Survey Highlights Security Failings
N
N
0Overall Score

Communications specialist Integ surveyed 200 medium to large corporate and Government users on a national roadshow held in late 2005. While the results might lean slightly toward organisations with a healthy interest in VoIP, the results of the survey are interesting.

Integ worked out that 97 per cent of these organisations didn’t have adequate security measures in place when they implement IP Telephony. Those that did have taken a much more strategic approach with long-term plans that cover systems processes and policies from the switch and router level right through to password control.

Of the 200, 65 per cent are already running VoIP trials and most of those (44% overall) will complete their deployment within the next two years. When it came to the security questions it gets really interesting. Only 25 per cent of the potential adopters of IP Telephony recognised security as their biggest concern, yet 57 per cent reported frequent breaches to the security of their data networks. Integ classified frequent as more than two per year.
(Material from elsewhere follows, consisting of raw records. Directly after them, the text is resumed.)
PR #94, opened 2021-11-17
Impl drop for HandleData

urschrei:
This a draft PR to investigate the possibility of improving the safety of the `network` functionality.

ATM, this is just a move of the pointer-reconstitution logic into a `Drop` impl (This is safer than assuming a function will be called, although of course `drop()` isn't called on panic), but there will hopefully be more to come when I've done some more digging.

This also fixes some unnecessary mutability and borrows, and makes the struct we pass to libproj `repr c`.

### DIFF
--- a/src/network.rs
+++ b/src/network.rs
@@ -25,7 +25,6 @@ const MAX_RETRIES: u8 = 8;
 const RETRY_CODES: [u16; 4] = [429, 500, 502, 504];
 
 /// This struct is cast to `c_void`, then to `PROJ_NETWORK_HANDLE` so it can be passed around
-#[repr(C)]
 struct HandleData {
     request: reqwest::blocking::RequestBuilder,
     headers: reqwest::header::HeaderMap,
--- a/src/network.rs
+++ b/src/network.rs
@@ -168,7 +168,7 @@ unsafe fn _network_open(
     // RANGE header definition is "bytes=x-y"
     let hvalue = format!("bytes={}-{}", offset, end);
     // Create a new client that can be reused for subsequent queries
-    let clt = Client::builder().build();
+    let clt = Client::builder().build()?;
     let req = clt.request(Method::GET, &url);
     // this performs the initial byte read, presumably as an error check
     let initial = req.try_clone().ok_or(ProjError::RequestCloneError)?;
--- a/src/network.rs
+++ b/src/network.rs
@@ -207,11 +207,10 @@ pub(crate) unsafe extern "C" fn network_close(
     handle: *mut PROJ_NETWORK_HANDLE,
     _: *mut c_void,
 ) {
-    // Reconstitute the Handle data so it can be dropped
-    let hd = &*(handle as *const c_void as *mut HandleData);
-    // Reconstitute the header value returned by network_get_header_value,
-    // since libproj never explicitly returns it to us
-    let _ = *hd;
+    // Because we created the raw pointer from a Box, we have to re-constitute the Box
+    // This is the exact reverse order seen in _network_open
+    let void = handle as *mut c_void as *mut HandleData;
+    let _: Box<HandleData> = Box::from_raw(void);
 }
 
 /// Network callback: get header value
--- a/src/network.rs
+++ b/src/network.rs
@@ -28,9 +28,8 @@ const RETRY_CODES: [u16; 4] = [429, 500, 502, 504];
 struct HandleData {
     request: reqwest::blocking::RequestBuilder,
     headers: reqwest::header::HeaderMap,
-    // this raw pointer is returned to libproj but never returned from libproj,
-    // so a copy of the pointer (raw pointers are Copy) is stored here, so it can be
-    // reconstituted and dropped in network_close.
+    // this raw pointer is handed out to libproj but never returned,
+    // so a copy of the pointer (raw pointers are Copy) is stored here.
     // Note to future self: are you 100% sure that the pointer is never read again
     // after network_close returns?
     hptr: Option<*const c_char>,
@@ -51,6 +50,8 @@ impl HandleData {
 }
 
 impl Drop for HandleData {
+    // whenever HandleData is dropped we check whether it has a pointer,
+    // dereferencing it if need be so the resource is freed
     fn drop(&mut self) {
         if let Some(header) = self.hptr {
             let _ = unsafe { CString::from_raw(header as *mut i8) };
--- a/src/network.rs
+++ b/src/network.rs
@@ -25,6 +25,7 @@ const MAX_RETRIES: u8 = 8;
 const RETRY_CODES: [u16; 4] = [429, 500, 502, 504];
 
 /// This struct is cast to `c_void`, then to `PROJ_NETWORK_HANDLE` so it can be passed around
+#[repr(C)]
 struct HandleData {
     request: reqwest::blocking::RequestBuilder,
     headers: reqwest::header::HeaderMap,
@@ -46,6 +47,14 @@ impl HandleData {
             request,
             headers,
             hptr,
+        }
+    }
+}
+
+impl Drop for HandleData {
+    fn drop(&mut self) {
+        if let Some(header) = self.hptr {
+            let _ = unsafe { CString::from_raw(header as *mut i8) };
         }
     }
 }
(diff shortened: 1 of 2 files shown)


src/network.rs
```diff
@@ -311,7 +318,7 @@ fn _network_read_range(
     // - 1 is used because the HTTP convention is to use inclusive start and end offsets
     let end = offset as usize + size_to_read - 1;
     let hvalue = format!("bytes={}-{}", offset, end);
-    let mut hd = unsafe { &mut *(handle as *const c_void as *mut HandleData) };
+    let hd = unsafe { &mut *(handle as *const c_void as *mut HandleData) };
```
michaelkirk, line 321: The current logic is so simple it's probably not worth changing *but* I wanted to make sure you were aware of @pka's https://github.com/pka/http-range-client - which was pulled out of some of our work on the flatgeobuf client

src/network.rs
```diff
@@ -25,6 +25,7 @@ const MAX_RETRIES: u8 = 8;
 const RETRY_CODES: [u16; 4] = [429, 500, 502, 504];
 
 /// This struct is cast to `c_void`, then to `PROJ_NETWORK_HANDLE` so it can be passed around
+#[repr(C)]
```
michaelkirk, line 28: I'm curious about the motivation for making this `repr(C)`.

I *think* this struct is only used within rust and it's only interacted with externally as an opaque pointer. So I thought it was unnecessary.

Looking at [the docs](https://doc.rust-lang.org/nomicon/other-reprs.html#reprc):
>  Any type you expect to pass through an FFI boundary should have repr(C)

Which... I'm not sure what to make of. If we're only passing a *pointer* to the struct, maybe it's fine to omit?

In any case, I don't expect this change to break anything, but curious to learn more.

src/network.rs
```diff
@@ -202,9 +211,6 @@ pub(crate) unsafe extern "C" fn network_close(
     let hd = &*(handle as *const c_void as *mut HandleData);
     // Reconstitute and drop the header value returned by network_get_header_value,
```
michaelkirk, line 212: Maybe update this comment.

michaelkirk (approved):
This seems like an improvement! Is there a reason it's only a draft?

urschrei:
I'm still trying to figure out whether there's anything Drop-related I've failed to take account of when returning early / bubbling an error (this is a potential problem with the existing code too)

src/network.rs
urschrei: I was not aware! This looks very interesting…

src/network.rs
urschrei: I am quite clueless about the nuance here. Probably best to ask someone…

urschrei: If I'm reading [this](https://stackoverflow.com/a/30742180/416626) correctly, we don't need the `repr`, because – as you correctly point out – we're just passing around the pointer, _not_ modifying its fields in `libproj`.

urschrei:
Hmmm. I've just checked (added a print statement to the `drop()` function) and…it never gets called. I would expect it to be called sometime after https://github.com/georust/proj/blob/master/src/network.rs#L208 but it never is (and `close_network` is definitely being called).

urschrei:
Sooo I think we have been leaking a little bit of memory for…a while

It turns out that `let _ = *hd;` doesn't actually create a value. You have to re-constitute the boxed value you leaked and cast in the exact reverse order in which you leaked and cast it in the first place.

On the way out:
[`HandleData` -> `Box<HandleData>` -> `*mut HandleData` -> `*mut c_void` -> `*mut PROJ_NETWORK_HANDLE`](https://github.com/georust/proj/blob/master/src/network.rs#L185-L187)

With this PR, on the way in (`_close_network`):
`*mut PROJ_NETWORK_HANDLE` -> `*mut c_void`  -> `*mut HandleData` -> `Box<HandleData>`

And this triggers the new manual `Drop` impl.

urschrei:
You can also apparently `transmute` ` handle` directly to a `Box<HandleData>` using

    let _: Box<HandleData> = std::mem::transmute(handle as *const c_void as *mut HandleData);

but everything I've read says you should really avoid `transmute` unless you're absolutely sure you know what you're doing, which…well, we know that isn't the case.

urschrei:
More investigation reveals that `Option<*mut c_char>` is not FFI-safe, and a simplified example run with Miri shows that it does indeed leak memory. However, if we alter the signature to `Option<NonNull<c_char>>` which can be built from `*mut c_char`, i.e. the result of a `CString::into_raw` call, [nothing leaks](https://play.rust-lang.org/?version=stable&mode=debug&edition=2021&gist=c6e55229076c49d46495105eacf5802c).

michaelkirk (approved):
Sorry for the slow review. It's very much outside of what I'm familiar with. 

I did spend some time reading about opaque pointers  and boxing/ownership stuff and this all seems correct.

I also built and verified that the drop implementation is at least getting called sometimes.

So I guess: looks good to me in as as far as I'm good at looking.

And thanks for the explanations — I learned some things.

urschrei:
> Sorry for the slow review. It's very much outside of what I'm familiar with. 
> 
> 
> 
> I did spend some time reading about opaque pointers  and boxing/ownership stuff and this all seems correct.
> 
> 
> 
> I also built and verified that the drop implementation is at least getting called sometimes.
> 
> 
> 
> So I guess: looks good to me in as as far as I'm good at looking.
> 
> 
> 
> And thanks for the explanations — I learned some things.

I was in the same situation til I started asking, and only found out that there are special FFI rules and exceptions for `Option` by accident, so this is also future reference material.

I'm having a last niggling uncertainty about passing around RequestBuilder (HeaderMap is OK), because it can't be verified with Miri – even though we use the Blocking version, it's still Tokio under the hood, which currently prevents analysis. I'm going to just ask on URLO tomorrow, and merge if the consensus is that it's safe.

Thanks for looking at it!

urschrei:
bors try

michaelkirk:
> I'm having a last niggling uncertainty about passing around RequestBuilder (HeaderMap is OK), because it can't be verified with Miri – even though we use the Blocking version, it's still Tokio under the hood, which currently prevents analysis. I'm going to just ask on URLO tomorrow, and merge if the consensus is that it's safe.


I see that you ended up removcing the opaque pointer and are rebuilding the request builder from a url. I would have guessed it was safe. Did you learn something that made this seem necessary, or was it more-so an abundance of caution in the face of uncertainty?

To be clear, I'm fine with the change! Just hoping to learn more.

michaelkirk:
So to make sure I'm following your rationale:

1. We're passing a pointer to C.
2. The thing that's being pointed to has a field (req) which transitively has a field that is not FFI safe.
3. conclusion: Since that field isn't FFI safe, the pointer (1.) is not safe to pass to C.

That seems too scary to be true! Wouldn't that preclude sending almost any pointer to C? And how could anyone expect to do that analysis? 

My understanding is that whether a type is FFI-safe refers only to the type in the API - in this case the pointer, and pointers are FFI safe, so end of story. The internal structure of whatever is being pointed to is completely opaque and untouched by C.

So specifically, the concern about Options might be relevant if the api was something like:

```
struct HandleData {
    request: reqwest::blocking::RequestBuilder,
}
pub(crate) unsafe extern "C" fn foo(
    handle: HandleData, // <-- passing a type (by value) that contains an option
) {
  ...
```

And indeed if you try to compile that, you'll see:
```
warning: `extern` fn uses type `HandleData`, which is not FFI-safe
  --> src/network.rs:39:13
   |
39 |     handle: HandleData
   |             ^^^^^^^^^^ not FFI-safe
   |
   = note: `#[warn(improper_ctypes_definitions)]` on by default
   = help: consider adding a `#[repr(C)]` or `#[repr(transparent)]` attribute to this struct
   = note: this struct has unspecified layout
```


But if we only pass a pointer, since pointers are FFI safe, that should be fine:

```
pub(crate) unsafe extern "C" fn foo(
    handle: *mut HandleData
) {
    println!("{:?}", (* handle).hptr)
}
```

And indeed this produces no FFI warning.

I could be way off though. I'm still just figuring this out though...

michaelkirk:
> I'm somewhat torn, but the resource-creation overhead is dwarfed by the data retrieval time.

And to reiterate, I'm not worried at all about the perf repercussions of your change. I think it's totally fine. I'm just trying to get better at rust FFI stuff. Thanks for talking it through with me!

PR #98, opened 2022-01-30
Update `proj::Proj` constructors to return `Result` instead of `Option`.

frewsxcv:
Surface the underlying error from PROJ.

### DIFF
--- a/src/proj.rs
+++ b/src/proj.rs
@@ -3,14 +3,18 @@ use libc::{c_char, c_double};
 use num_traits::Float;
 use proj_sys::{
     proj_area_create, proj_area_destroy, proj_area_set_bbox, proj_cleanup, proj_context_create,
-    proj_context_destroy, proj_context_get_url_endpoint, proj_context_is_network_enabled,
-    proj_context_set_search_paths, proj_context_set_url_endpoint, proj_create,
-    proj_create_crs_to_crs, proj_destroy, proj_errno_string, proj_get_area_of_use,
+    proj_context_destroy, proj_context_errno, proj_context_get_url_endpoint,
+    proj_context_is_network_enabled, proj_context_set_search_paths, proj_context_set_url_endpoint,
+    proj_create, proj_create_crs_to_crs, proj_destroy, proj_errno_string, proj_get_area_of_use,
     proj_grid_cache_set_enable, proj_info, proj_normalize_for_visualization, proj_pj_info,
     proj_trans, proj_trans_array, PJconsts, PJ_AREA, PJ_CONTEXT, PJ_COORD, PJ_DIRECTION_PJ_FWD,
     PJ_DIRECTION_PJ_INV, PJ_INFO, PJ_LP, PJ_XY,
 };
-use std::fmt::{self, Debug};
+use std::{
+    ffi,
+    fmt::{self, Debug},
+    str,
+};
 
 #[cfg(feature = "network")]
 use proj_sys::proj_context_set_enable_network;
@@ -21,7 +25,6 @@ use std::ffi::CStr;
 use std::ffi::CString;
 use std::mem::MaybeUninit;
 use std::path::Path;
-use std::str;
 use thiserror::Error;
 
 pub trait CoordinateType: Float + Copy + PartialOrd + Debug {}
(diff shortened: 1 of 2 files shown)


frewsxcv:
Test failure look unrelated?

src/proj.rs
```diff
@@ -149,13 +158,17 @@ fn area_set_bbox(parea: *mut proj_sys::PJ_AREA, new_area: Option<Area>) {
 }
 
 /// called by Proj::new and ProjBuilder::transform_new_crs
-fn transform_string(ctx: *mut PJ_CONTEXT, definition: &str) -> Option<Proj> {
-    let c_definition = CString::new(definition).ok()?;
+fn transform_string(ctx: *mut PJ_CONTEXT, definition: &str) -> Result<Proj, ProjCreateError> {
+    let c_definition = CString::new(definition).map_err(|_| ProjCreateError::ArgumentNulError)?;
+    unsafe { proj_errno_reset(std::ptr::null()) };
```
lnicola, line 163: I'm not familiar with the `proj` API, but should this be `pj_ctx_set_errno(ctx, 0)` to match the thread-safe `proj_context_errno` below?

src/proj.rs
```diff
@@ -96,6 +95,16 @@ pub enum ProjError {
     DownloadError(String, String, u8),
 }
 
+#[derive(Error, Debug)]
+pub enum ProjCreateError {
+    #[error("A nul byte was found in the PROJ string definition or CRS argument")]
+    ArgumentNulError,
```
lnicola, line 101: Nit: `NulError` gives you back the position of the NUL and the original string. I don't think it matters here, but it might be nice to follow the same design.

lnicola (approved):

src/proj.rs
frewsxcv: @lnicola `proj-sys` doesn't expose `proj_ctx_set_errno`. Do you know why that might be?

src/proj.rs
frewsxcv: Addressed in https://github.com/georust/proj/pull/98/commits/eec4a6b4ab8d43557fddfa626e35e1382e1d16cd

src/proj.rs
lnicola: It looks like it's now called `proj_context_errno_set`, but that one's missing also.

lnicola: Do we even need to reset `errno` between calls?

michaelkirk: I understand the impulse to want to reset the errno - it's good hygiene in general. That said, in the current code, the two places where `transform_string` is used, we've *just* created the ctx, so I don't think it could have any stale error hanging around.

Maybe we could make that more obvious by creating the ctx here in this method rather than passing it in.

lnicola: I asked in an OSGeo chat room, but I'm not sure if I'll get an answer (or if I'll see it).

michaelkirk:
> Test failure look unrelated?

Indeed! I'm looking into that.

src/proj.rs
lnicola: Would it be hard to write a test that creates a context, executes something that fails, then something that succeeds to check for this? If it passes, we can probably skip clearing `errno`.

michaelkirk: >  Should this block me from merging?

To recap my understanding of things:

We're dealing with two entities:

`Proj` - represents a transform
`Context` - represents a threading context

*Every* Proj has a context. Even if you specify a "null" context then you are in fact still referring to a context - the "default" context. The same applies here, where a null Proj results in affecting the default Context (via https://github.com/OSGeo/PROJ/blob/master/src/ctx.cpp#L46)

So in passing a null ptr like this, we are potentially clobbering some state that we don't intend to.

e.g. Say I am using the default context somewhere, and concurrently I use this method to create a new Proj, then I have just clobbered whatever error state existed in the default context, which is potentially bad news.

So whatever solution you arrive at, I'm pretty confident that ` unsafe { proj_errno_reset(std::ptr::null()) };` needs to go away.

michaelkirk: (In fact, I think that the only change that needs to happen is to delete that line. I don't think it needs to be replaced with anything since we've *just* created the ctx it can't have any error's set (At least, I think that's true...).

michaelkirk:
>> Test failure look unrelated?
> Indeed! I'm looking into that.

I feel pretty confident that the current output of CI is failing not due to your changes. Unfortunately, I don't have any leads on  fixing the problem yet. 😓

src/proj.rs
frewsxcv: Something I just learned. Every `PJ` object contains a reference to `PJ_CONTEXT`. And when we call `proj_errno_reset(pj)`, it also resets the errno of the underlying context.

https://github.com/OSGeo/PROJ/blob/ab504340fc9cdca9044a9339acbb4e9ba0367bb6/src/4D_api.cpp#L2022-L2057

Notice that `proj_errno_reset` calls `proj_context_errno_set`.

frewsxcv: @michaelkirk @lnicola How do the latest commits look? Is this good to go?

michaelkirk (approved):
LGTM

I guess I'm ok merging with the failing CI since they were failing before... I'll try to scrape together some more free time to dig in again next week unless someone else does first (please feel encouraged to help. I'm really at a loss.).

frewsxcv:
Squashed

bors r=michaelkirk

PR #105, opened 2022-02-04
For Discussion: Adding functionality to allow mutating an iterator of coordinates in place

phayes:
Pursuant to the discussion here (https://github.com/georust/geo/pull/718) , I've been playing with the idea of converting / projecting Iterators of mutable coordinates. 

This should allow us to convert large geometries with a single-call to Proj. 

If folks are amenable to this approach, I'll work on implementing `Iterator<Item = &'a mut Coord<CoordinateType>>` for `geom-types`.

### DIFF
--- a/src/proj.rs
+++ b/src/proj.rs
@@ -11,8 +11,7 @@ use proj_sys::{
     PJ_DIRECTION_PJ_INV, PJ_INFO, PJ_LP, PJ_XY,
 };
 use std::{
-    convert,
-    ffi,
+    convert, ffi,
     fmt::{self, Debug},
     str,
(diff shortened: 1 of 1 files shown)


frewsxcv (approved):
This looks great to me! 👏🏻

phayes:
Thanks @frewsxcv ,

Let's not merge it just yet.   I've been working on the other side of the problem (having geometries generate an iterator that yield mutable references to coordinates) and have run into some major lifetime issues that might be insurmountable without either GATs or unsafe.    I'll post more about that once I have it more clear in my mind.

PR #106, opened 2022-02-08
Fix #101 Add convert methods for all the types from geo-types

### LINKED ISSUE #101: Add the possibility to convert all the types from geo-types
It would be great if we could convert/project all the geo-types directly, internaly using`convert_array` (when the feature is eanbled)

For example something like

```rust
impl Proj {
    pub fn convert_line_string<'a, T>(&self, line_string: &'a mut geo_types::LineString<T>) -> Result<&'a mut geo_types::LineString<T>, ProjError>
        where
            T: crate::proj::CoordinateType,
    {
        self.convert_array(&mut line_string.0)?;
        Ok(line_string)
    }

    pub fn convert_polygon<T>(&self, polygon: &geo_types::Polygon<T>) -> Result<geo_types::Polygon<T>, ProjError>
        where
            T: crate::proj::CoordinateType,
    {
        let mut exterior = polygon.exterior().clone();
        let mut interiors = polygon.interiors().clone();
        self.convert_line_string(&mut exterior)?;
        for interior in interiors{
            self.convert_line_string(&mut interior.clone())?;
        }
        Ok(geo_types::Polygon::new(exterior, interiors.to_vec()))
    }
}
```

x4d3:
I though it would be handy/nice to be able to convert all the types from geo-types, from one system of coordinate to the other.

This PR is an attempt at doing that.

Please let me know if it's out of scope, completely wrong, etc..

Fix #101


frewsxcv:
@x4d3 Cool! In case you didn't already see: https://github.com/georust/geo/pull/718

michaelkirk:
Hi @x4d3! Thanks for the PR.

I think this is a plausibly useful feature, thanks for proposing it.

Funny timing - as @frewsxcv linked, we _just_ added something very similar to this to the geo crate. 

Before commenting on any of your specific approach, I wanted to strategize on the relationship between all these crates, so we don't end up re-inventing slightly different wheels.

See here: https://github.com/georust/proj/issues/108

PR #107, opened 2022-02-11
proj 0.25.1 release

michaelkirk:
Just a patch bump for @lnicola's bug fix.

The fix was entirely within proj, so there's no need for a proj-sys release.


michaelkirk:
Published! 

https://crates.io/crates/proj/0.25.1

PR #1169, opened 2026-08-28
⚙️ [grok-harness] feat(grok): compose ACP sessions and turns [step 4/9]

AlexDochioiu:
## Complexity

⚙️ Moderate — this composes the Grok ACP plugin across shared authentication, lifecycle, replay, and selection hooks while preserving existing harness defaults.

## What

- Added an optional advertised-auth allowlist to standard ACP initialization; every existing harness explicitly retains unrestricted behavior.
- Added production `GrokPlugin` composition over the shared ACP process, mapper, command, configuration, and approval machinery.
- Wired Grok identity validation, live initialize/new/load catalog capture, exact pre-turn model/reasoning selection, and one Grok provider/agent surface.
- Enabled fail-closed selection and standard stop-and-send cancellation without Grok-specific permission or event paths.
- Kept replay-process initialize validation pure and materialized replay with one atomic loaded model/provider/reasoning tuple.
- Reused shared deletion, command, reconnect, and disposal ownership rather than adding duplicate Grok cleanup paths.

## Why

Step 3 added Grok-local model contracts and collaborators but deliberately left them outside production ACP lifecycle hooks. This step connects those collaborators to the proven shared ACP implementation while keeping Grok's deprecated model API package-local and headless authentication fail-closed.

## Risk and test focus

Risk is moderate and currently dormant because Grok is not registered in the bridge app until Step 6. The highest-value checks cover auth-method filtering without regressions, live-versus-replay state ownership, stored-session effort validation after load, selection-before-prompt ordering, stop-and-send cancellation, replay identity stamping, connection reset, deletion, and idempotent disposal. There is no current user-visible or database impact, and existing ACP wire behavior is unchanged when no allowlist is supplied.

## Expected result

The Grok package now provides a complete headless ACP session/turn implementation with exact model and reasoning selection, standard permissions/events/history, safe reconnect behavior, and no activation in production routing yet.

## Verification

- `bridge/sesori_plugin_acp`: `dart test` — 270 passed
- `bridge/sesori_plugin_grok`: `dart test` — 42 passed
- `bridge/sesori_plugin_deepseek`: `dart test` — 41 passed
- ACP, Grok, DeepSeek, Copilot, Cursor, Hermes, and OMP: `dart analyze --fatal-infos` — no issues
- Dart LSP diagnostics — 0 diagnostics across 14 changed Dart files
- `git diff --check` and authored 120-column check — passed
- Two architecture implementation reviews — approved
- Post-rebase general correctness review — approved
- Scope — 1,143 changed lines against the Step 3 merge base, below the 1,500-line target

### DIFF
--- a/bridge/sesori_plugin_acp/lib/src/acp_session_loader.dart
+++ b/bridge/sesori_plugin_acp/lib/src/acp_session_loader.dart
@@ -18,8 +18,8 @@ class AcpReplayCollector({
   required final String sessionId,
   required final String agentId,
 
-  /// Model/provider stamped on replayed assistant messages. Mutable so the
-  /// plugin can set the loaded session's real model after `session/load`
+  /// Model/provider/variant stamped on replayed assistant messages. Mutable so the
+  /// plugin can set the loaded session's real selection after `session/load`
   /// returns its catalog (the collector is created before the load runs).
   var String? modelId,
   var String? providerId,
@@ -39,6 +39,7 @@ class AcpReplayCollector({
 }) {
   static const AcpContentMapper _contentMapper = AcpContentMapper();
 
+  String? variant;
   final List<_Draft> _drafts = [];
   int _seq = 0;
   bool _hasUserDraft = false;
@@ -232,7 +233,7 @@ class AcpReplayCollector({
             agent: agentId,
             modelID: modelId,
             providerID: providerId,
-            variant: null,
+            variant: variant,
             errorName: halt.errorName,
             errorMessage: assistantText,
             time: draft.time,
@@ -340,7 +341,7 @@ class AcpReplayCollector({
       agent: agentId,
       modelID: modelId,
       providerID: providerId,
-      variant: null,
+      variant: variant,
       sender: PluginMessageSender.agent,
       time: draft.time,
     );
--- a/bridge/sesori_plugin_acp/lib/src/acp_session_loader.dart
+++ b/bridge/sesori_plugin_acp/lib/src/acp_session_loader.dart
@@ -7,6 +7,7 @@ import "repositories/trackers/acp_tool_content_tracker.dart";
 
 typedef AcpReplayUserMessageIdOverride = String? Function({required String acpMessageId});
 typedef AcpReplayMessageTimeResolver = PluginMessageTime? Function({required Map<String, dynamic> params});
+typedef _AcpReplayAssistantSelection = ({String? modelId, String? providerId, String? variant});
 
 /// Accumulates the `session/update` notifications replayed by `session/load`
 /// into ordered [PluginMessageWithParts] for `getSessionMessages`.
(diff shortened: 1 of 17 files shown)


AlexDochioiu:
[Sesori reply] Both Cursor notices report only that Bugbot could not run because its usage limit was reached; they contain no code finding or requested change. Local verification and the independent architecture/general correctness reviews remain the actionable evidence for this PR.

bridge/sesori_plugin_acp/lib/src/acp_session_loader.dart
```diff
@@ -39,6 +39,7 @@ class AcpReplayCollector({
 }) {
   static const AcpContentMapper _contentMapper = AcpContentMapper();
 
+  String? variant;
```
AlexDochioiu: Is this ever set to anything? Seems to always be null?

AlexDochioiu: [Sesori reply] Yes. `AcpPlugin.getSessionMessages` sets it from `replayVariantForSession(sessionId:)` when constructing the collector, then sets it again after `session/load` captures the loaded session state. `GrokPlugin` overrides that hook to return the tracked reasoning effort. It remains null for stock ACP harnesses that do not expose a session variant; the Grok integration test asserts replayed `variant == "max"`.

AlexDochioiu: [Sesori reply] Agreed—the public mutable fields were the wrong API. Reworked in eb02f83ffc: `AcpReplayCollector` now only accumulates replay content, and callers supply the complete model/provider/variant tuple atomically to `buildWithAssistantSelection(...)` after `session/load` settles. The public `modelId`, `providerId`, and `variant` mutation paths are gone; ACP, Grok, and DeepSeek replay tests remain green.

AlexDochioiu:
[Sesori reply] This latest Cursor notice is again only a Bugbot usage-limit failure and contains no code finding. The replay-selection refactor was verified locally across ACP, Grok, and DeepSeek tests/analyzers.

bridge/sesori_plugin_grok/lib/src/services/grok_session_options_service.dart
```diff
@@ -76,6 +80,48 @@ class GrokSessionOptionsService({
     }
   }
 
+  void validateTurnSelection({
```
AlexDochioiu, line 83: Prevalidation failures here are labeled with `GrokSessionConfigRepository.selectionOperation` (`session/set_model`), but this runs from the base `validateTurnSelection` hook for `createSession`/`sendPrompt`/`sendCommand`, before any `session/set_model` RPC is attempted. The base hook passes `operation` for exactly this, and `GrokPlugin.validateTurnSelection` currently drops it; Copilot threads the real operation into its `PluginStaleOptionsException`s. Suggest accepting `operation` here and using it for these throws so a stale selection on e.g. `sendPrompt` doesn't log/report as a failed `session/set_model`. (The `applyTurnSelection` throws are accurate as-is, since that path really is about the set_model write.)

AlexDochioiu: [Sesori reply] Fixed in a9830bf325. `GrokPlugin.validateTurnSelection` now threads the caller operation into `GrokSessionOptionsService`, and every prevalidation `PluginStaleOptionsException` uses that operation. `applyTurnSelection` still uses `session/set_model`, since that path describes the actual selection write. The stale-selection integration test now asserts `sendPrompt`, and all 42 Grok tests plus fatal-info analysis and LSP pass.

AlexDochioiu:
[Sesori reply] This Cursor notice is another Bugbot usage-limit failure with no code finding or requested change. The operation-label correction is covered by the passing Grok integration test and analyzer/LSP checks.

The there’s the fact that 93 per cent reported they had anti-virus solutions in place, but 48 per cent reported they had been affected by virus attack. It is interesting to note that more than 15 per cent indicated these breaches caused significant or extensive damage to their business operations.

Despite all this a staggering 33 per cent of these large to medium private and government organizations had either never undertaken a security audit of their networks or hadn’t done one for more than a year.

“Despite the concerns about IP Telephony security, there appears to be a real lack of understanding about what the threats are and how to guard against them,” said Ian Poole, CEO, Integ.

“When you move voice onto a single data network it naturally becomes exposed to increased security threats. For example a Denial of Service attack which may have previously disrupted data services, can significantly impact an organisation’s entire voice network. This is unacceptable for day-to-day business communications,” continued Poole.

“Companies need to think about IP Telephony security as part of their broader IT security strategy. This means identifying the points of the network that are vulnerable to attack and undertaking effective security measures, preferably prior to the adoption of IP Telephony systems, and on an ongoing basis,” said Poole.

Integ’s Six steps to IP Telephony Security

1.      Securing handsets and soft phones
2.      Securing PBX and call management systems
3.      Securing switches and routers
4.      Securing LAN and WAN
5.      Securing desktops and servers
6.      Securing knowledge

“In simple terms, if an organisation identifies and manages security effectively across these six areas, then they should be able to guard themselves against potential threats, realise enhanced network performance and reduce deployment costs,” said Poole.